• _Description of the task_
Locate the string "https" throughout the material and copy every line in which it occurs.

• _Data extract_
◇ ◇ ◇
PR #9, opened 2021-09-21
Create ECR repository for use with lambda

philerooski:


tthyer (approved):
This looks like it should work fine. Ideally you will test-deploy this before merging, but this is simple enough that I don't think it's absolutely necessary.
You would do that by following [these directions](https://github.com/Sage-Bionetworks-Workflows/infra-template/blob/0b10c5a0c4d459339eb8e4232881c823e49bb89c/README.md#setup).

If you are creating a Docker image, we'll want to get that into CICD too. This may mean we have three separate workflows in our repository. I'm attempting to make that work, but for the sake of simplicity this is the sort of thing that will drive me to break apart the repositories.

philerooski:
@tthyer Will you please break apart the repositories as you see fit? I do not have a strong preference how we organize things.

I tried following the directions to test the stack and ran into a "No stacks detected from the given path..." error. I've given up for now! I have never worked with sceptre before.

PR #10, opened 2021-09-22
Etl-55 scripts workflow

tthyer:
This adds an additional workflow for the purpose of uploading python scripts to a bucket. This is necessary b/c the Glue jobs want to pull scripts from an S3 bucket.

This CICD workflow adds more complexity than I would like, but the current configuration of workflow scripts seems to be behaving itself for the moment.


thomasyu888:
👌

PR #11, opened 2021-09-23
Etl-55 scripts workflow part. 2

tthyer:
This is a refinement on the scripts workflow
1. Fixes an issue with the bucket directory setting
2. Alters the workflow to only trigger if path changes match pattern 'src/glue/jobs/*.py' rather than all py files. This will be necessary if we are going to keep the lambda in the same repository, or it will also trigger this workflow. It needs its own, separate workflow.


thomasyu888:
Lgtm

PR #12, opened 2021-09-24
Etl-66 Glue Jobs

tthyer:
1. This creates the set of jobs for a study.
2. This adds uploading templates as well as the scripts, purely so I can create a nested stack for glue jobs instead of having to repeat this a lot.
3. I unified the two CICD workflows because Github Actions has remarkably poor support for dependency between workflows, and we have to upload some files to buckets before we can use those in stacks, but excellent support for dependencies between jobs in a single workflow.

We had previously discussed these being shared; however, since the jobs which use json_s3_to_parquet.py require that a Database and Table be defined for use in the arguments and these are not shared, it appears to me that we will define a glue-jobs stack for each study. @philerooski, let me know if you think this is not the case. If we can dispense with the DefaultArguments in the jobs, or at least with `--database` and `--table`, then the jobs should be shareable (since we can also define properties for workflows).


config/develop/glue-jobs.yaml
```diff
@@ -0,0 +1,10 @@
+template_path: glue-jobs.yaml
+stack_name: glue-jobs
+parameters:
+  SourceBucketName: {{ stack_group_config.artifact_bucket_name }}
+  BranchOrTagName: ETL-66/glue-jobs
```
thomasyu888, line 5: Should this be switched to `main`

templates/glue-jobs.yaml
```diff
@@ -0,0 +1,146 @@
...
+    Properties:
+      TemplateURL: !Sub https://${SourceBucketName}.s3.amazonaws.com/${BranchOrTagName}/templates/glue-job.yaml
+      Parameters:
+        JobDescription: Export motion data in parquet format
+        GlueDatabaseName: !Ref GlueDatabaseName
+        GlueTableName: motion
+        JobName: MotionParquet
+        JobRole: !Ref JobRole
+        S3OutputBucketName: !Ref S3OutputBucketName
+        S3ScriptLocation: !Sub s3://${SourceBucketName}/${BranchOrTagName}/glue/jobs/json_s3_to_parquet.py
```
thomasyu888, line 122: So each of these jobs will create the different glue tables?

thomasyu888 (approved):
LGTM, minor comments

templates/glue-jobs.yaml
philerooski: No, the job names indicate which Glue table each job reads as input. They then relationalize the schema as defined in the glue table, producing multiple, flat tables, and writing each table to its own parquet dataset.

philerooski:
The jobs can be shared because the jobs are only parameterized by `table`. The all caps job parameters `WORKFLOW_NAME`, `WORKFLOW_RUN_ID`, and `JOB_NAME` are not passed by us, but are provided by Glue at runtime. All other parameters are _workflow_ parameters. Workflows are specific to each study, so this is where we define the database and the bucket output location.

> Are the correct jobs defined? When I pulled the jobs from sandbox, for example, there was both a json_s3_to_parquet job that uses the dataset_taskresult table, and a json_to_parquet_taskResult that uses the dataset_taskResult table. Which is correct?

The json_s3_to_parquet job was used during testing and is not part of the `json_to_parquet` workflow.

> Is the "weather" dataset valid, or was that a test?
weather is one of the json files included in each archive.

> Please verify values -- for examplle, most jobs use only two workers, but json_s3_to_parquet uses 10
json_s3_to_parquet isn't used in the workflow. Considering that we're likely dealing with less than 100 records each time we run the json_to_parquet workflow, and each job in that workflow deals with < ~25 MB worth of data, even two workers is overkill. We could try using just one worker per json_to_parquet job.

config/develop/glue-jobs.yaml
tthyer: yes thanks for catching that

templates/glue-jobs.yaml
tthyer: also, a tables PR will be forthcoming next

tthyer:
@philerooski thanks, here's what I'll do then:

1. I am going try removing the DefaultArguments of the jobs. These are in the job descriptions I pulled from sandbox, but based on your comments, I will see if I can remove them.
2. Keeping weather. Removing json_s3_to_parquet.
3. Reducing default workers from 2 to 1.

tthyer:
@philerooski Ok after looking at things and rereading your comments:
I still need to pass table names in the Job DefaultArguments: those are not being passed from anywhere else. 
However I think I understand what you mean: those table names won't change, just the db names will.

philerooski:
@tthyer Yes, that's exactly right.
◇ ◇ ◇
• _Answer_
You would do that by following [these directions](https://github.com/Sage-Bionetworks-Workflows/infra-template/blob/0b10c5a0c4d459339eb8e4232881c823e49bb89c/README.md#setup).
+      TemplateURL: !Sub https://${SourceBucketName}.s3.amazonaws.com/${BranchOrTagName}/templates/glue-job.yaml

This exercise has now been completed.